I guess, the question floating about in my consciousness at present concerns time, agency, lessons, suffering, inertia, self-reflection, perception, meanness. Yep, that’s not actually one question. Good observation. That’s the inside of my head.
It is the last day of July. I think I can escape my writing but I can’t. I am compelled to do this at least monthly which encourages me- it is what needs to be done. Lucky I’m so self-indulgently heart broken that I don’t have to face my complete fear of creation. It has been a long month. Enter my preoccupation with time.
The past came back to get me. And what looked like the answer to my prayers was another lesson. Nice trick universe. Be upset over what you don’t have. Get it. Be upset it is not what you thought it would be. Where is the lesson? I don’t fucking know but I would sure like to know where is the novel?

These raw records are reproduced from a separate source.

PR #4937, opened 2026-05-07
test: add tests for pkg/must

varsha-0007:
This PR adds unit tests for pkg/must to improve test coverage and verify the expected behaviour of Must() in both success and failure scenarios.

The tests cover:

returning the provided object when the error is nil
panicking when a non-nil error is passed

This ensures the helper behaves correctly across both normal execution and error paths.

**Verification**

Tested locally with:

"go test ./pkg/must"

All tests pass successfully.

### DIFF
--- a/pkg/must/must_test.go
+++ b/pkg/must/must_test.go
@@ -1,0 +1,25 @@
+// SPDX-FileCopyrightText: Copyright The Lima Authors
+// SPDX-License-Identifier: Apache-2.0
+
+package must
+
+import (
+	"errors"
+	"testing"
+
+	"gotest.tools/v3/assert"
+)
+
+func TestMustSuccess(t *testing.T) {
+	str := Must("string", nil)
+	assert.Equal(t, str, "string")
+}
+
+func TestMustPanic(t *testing.T) {
+	defer func() {
+		r := recover()
+		assert.Assert(t, r != nil, "Must should have panicked")
+	}()
+
+	Must("string", errors.New("test error"))
+}


pkg/must/must_test.go
```diff
@@ -0,0 +1,32 @@
...
+)
+
+func TestMustSuccess(t *testing.T) {
+	expected := "hello"
+	actual := Must(expected, nil)
+	assert.Equal(t, expected, actual)
+
+	expectedInt := 42
+	actualInt := Must(expectedInt, nil)
+	assert.Equal(t, expectedInt, actualInt)
```
jandubois: The second test is redundant; the generic function is type-agnostic.

pkg/must/must_test.go
```diff
@@ -0,0 +1,32 @@
...
+
+func TestMustPanic(t *testing.T) {
+	expectedErr := errors.New("test error")
+	defer func() {
+		r := recover()
+		assert.Assert(t, r != nil, "Must should have panicked")
+		assert.Equal(t, expectedErr, r)
+	}()
+
+	Must("hello", expectedErr)
```
jandubois: You need to add some failure case here, so the test actually fails if `Must` doesn't panic, e.g.

```go
t.Fatal("Must should have panicked")
```

jandubois (changes requested):

AkihiroSuda:
The test doesn't seem necessary for such a trivial function

AkihiroSuda:
The commits have to be squashed

jandubois (approved):
Thanks, LGTM

jandubois:
> The test doesn't seem necessary for such a trivial function

I do agree, but will merge this time. We should have given that feedback right away, not after asking for revisions. My fault.

varsha-0007:
Thanks for the feedback and for merging this! I completely understand regarding the triviality of the function. I'll keep that in mind for future contributions. Appreciate your time!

There is all this external pressure to be this and plan that and I can’t explain to anyone that I just need to be. I think my soul is out of desolation. Positive. But there is fear. What I have learned from all these books in my head is pretty simple: truth above all, fear is a by-product of not facing truth. Trust is truth. Fear is lack of trust. It does sound like hair splitting to me to. I keep speaking my truth and it doesn’t seem to be making me less afraid. It seems to be propelling on lessons of acceptance. The truth seems to be creating monsters of reality. Am I trying to face what is true and ugly or am I willing to live in beautiful lies? I hate rhetorical questions. And none of this is rhetorical. I really wish someone could come up with an answer. Either that or I will stumble across it like some teeny needle in the haystack of bullshit words I’m ingesting.